USP Develops Software to Aid in Identifying Flood Victims

Floods are recurrent and affect a large part of the Brazilian territory. Especially since April 29th, the State of Rio Grande do Sul has been suffering from extreme rains, which is being responsible for one of the biggest climate disasters in the country’s history, which has already affected more than 2 million people. To mitigate the effect of these disasters, USP has developed a series of technologies to combat flooding, including software that works with artificial intelligence that relates directly to social networks and official government data.

“In fact, it is a program that uses artificial intelligence to combine information from tweets with data from sensors installed by the State of São Paulo. We made this correlation and verified that the combination of information from social networks with data from sensors increases the certainty, so to speak, that a flood is about to occur”, says professor Jó Ueyama from the Institute of Mathematical and Computer Sciences ( ICMC) from USP in São Carlos.

Agile response

 

This technology can generate models of how these events spread across different regions of a State, anticipating recognition. Doctoral student Caetano Ranieri, also from ICMC, adds that, for example, “instead of alerting the population ten minutes earlier, we can alert them an hour earlier”.

According to Thiago Costa, a doctoral student at ICMC, artificial intelligence uses a computational pattern called “multimodal data fusion”. The objective is to identify flood victims from heterogeneous data sources. From this perspective, we have artificial intelligence responsible for identifying whether messages published on the social network Twitter are related to climate information.

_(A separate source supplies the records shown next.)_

Issue #10, opened 2021-02-17
International comparison plot: logarithmic scale view


chaoran-chen:
The user should be able to switch the scale of the international comparison plot to logarithmic. Data points with y=0 should be omitted (since log(0) is undefined).

For B.1.1.7, it would look like this:

![image](https://user-images.githubusercontent.com/18666552/108223582-41bed780-713a-11eb-9fef-9ba491aa2dc4.png)

(Source: https://ibz-shiny.ethz.ch/covidDashboard/variant-plot/index.html)

PR #45, opened 2021-03-06
Fill missing data with zeros

### LINKED ISSUE #15: Nothing = Zero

For Jó Ueyama, what makes implementing this technology difficult is the need for investment. “It is necessary for public bodies to take the problem of flooding seriously and install this type of equipment, as this can happen in any city. If we had known there would be this flood, we would have prepared. However, no one imagined that, after 80 or 100 years, a flood of this proportion would occur. As a result, there was no investment for this to be installed and operational”, reports the professor.